There are two problems with saying that we have proved our computer system correct (with respect to its ability to execute a program we have chosen). First, the computer system as a whole is of course incorrect: any real hardware and operating system will have some known bugs and we have failed to argue that none of these bugs can affect the execution of the identity function (to do that, we would have to test every input to our program in every possible state that the hardware and OS could be in—a tough job). Second, the computer is a real physical object and it follows the laws of physics. If we wait long enough, a disturbance will occur (it could be external, like some alpha particles, or internal, like a quantum fluctuation) that causes the computer to fail to give the right result for our program.

The fundamental problem here is that our “proof” was not in terms of an abstraction, it was in terms of a physical object. Physical objects live in the real world where all guarantees are probabilistic.

The second problem with saying that exhaustive testing constitues a proof (actually, the second aspect of the only problem) is that a proof of correctness is a mathematical proof, whereas a collection of successful test cases is not a mathematical proof. A collection of successful test cases, even if it is exhaustive, may form a very compelling argument, but that doesn’t make it a proof.

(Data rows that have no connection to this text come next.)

PR #25332, opened 2023-03-16
Ignore domain look alike from email user

Ni-Knight:
## Status
- [x] In Progress
- [ ] Ready

## Related Issues
fixes: https://jira-hq.paloaltonetworks.local/browse/XSUP-22404

## Description
At the moment if an email has a user name that looks like a domain we will extract it as such. This change should fix this issue by grabbing the "@" sign with the user name. That way the formatter knows its a user-name and not a domain and drops it.

- [ ] 6.0.0
- [ ] 6.1.0
- [ ] 6.2.0
- [x] 6.5.0

   - [ ] Yes
       - Further details:
   - [x] No

### DIFF
--- a/Packs/CommonScripts/Scripts/ExtractIndicatorsFromTextFile/ExtractIndicatorsFromTextFile.py
+++ b/Packs/CommonScripts/Scripts/ExtractIndicatorsFromTextFile/ExtractIndicatorsFromTextFile.py
@@ -1,6 +1,16 @@
 import demistomock as demisto
 from CommonServerPython import *
 from CommonServerUserPython import *
+import json
+
+def string_to_markdown(text):
+    text = json.loads(text)
+    md = ''
+    for key, values in text.items():
+        md += f"### {key}\n"
+        for value in values:
+            md += f"- {value}\n"
+    return md
 
 
 def read_file_with_encoding_detection(filePath, maxFileSize):
@@ -39,7 +49,7 @@ def extract_indicators_from_file(args):
         'Type': entryTypes['note'],
         'ContentsFormat': formats['text'],
         'Contents': indicators_hr,
-        'HumanReadable': indicators_hr
+        'HumanReadable': string_to_markdown(indicators_hr)
     }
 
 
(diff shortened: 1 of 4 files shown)


Packs/CommonScripts/ReleaseNotes/1_11_55.md
```diff
@@ -0,0 +1,10 @@
+
+#### Scripts
+
+##### ExtractIndicatorsFromTextFile
+- Updated the code for a better human readable response.
+- Updated the Docker image to: *demisto/python3:3.10.10.49934*.
+
+##### ExtractDomainAndFQDNFromUrlAndEmail
+- Fixed a typo in the comments.
```
Shellyber, line 9:
```suggestion
```
No need for this line

Packs/CommonScripts/Scripts/ExtractIndicatorsFromTextFile/ExtractIndicatorsFromTextFile.py
```diff
@@ -1,6 +1,35 @@
 import demistomock as demisto
 from CommonServerPython import *
 from CommonServerUserPython import *
+import json
+
+
+def string_to_markdown(indicators: str) -> str:
```
Shellyber, line 7: Why do we need this function?
tableToMarkdown won't do the trick?

Shellyber (commented):
Nice work

Packs/CommonScripts/Scripts/ExtractIndicatorsFromTextFile/ExtractIndicatorsFromTextFile.py
Ni-Knight: I tried, it didnt work for me :(
Maybe I've done it wrong?

Ni-Knight: Its, not a table though, its a list so even if it works it will end up looking bad.

Ni-Knight: @Shellyber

Although I do not know of anyone who has done this, it should be perfectly feasible to automatically turn an exhaustive collection of test cases into a proof of correctness. To do this you would first need to borrow (or create) a formal semantics for the computing platform. This could be a semantics for C, it could be a semantics for x86-64, or it could be something different. The formal semantics can be used to evaluate the behavior of the computer program for every input; if the behavior is correct for all inputs, then we can finally construct a proof of correctness. The point of using a formal semantics is that it provides a mathematical interpretation, as opposed to a physical one, for the computing platform.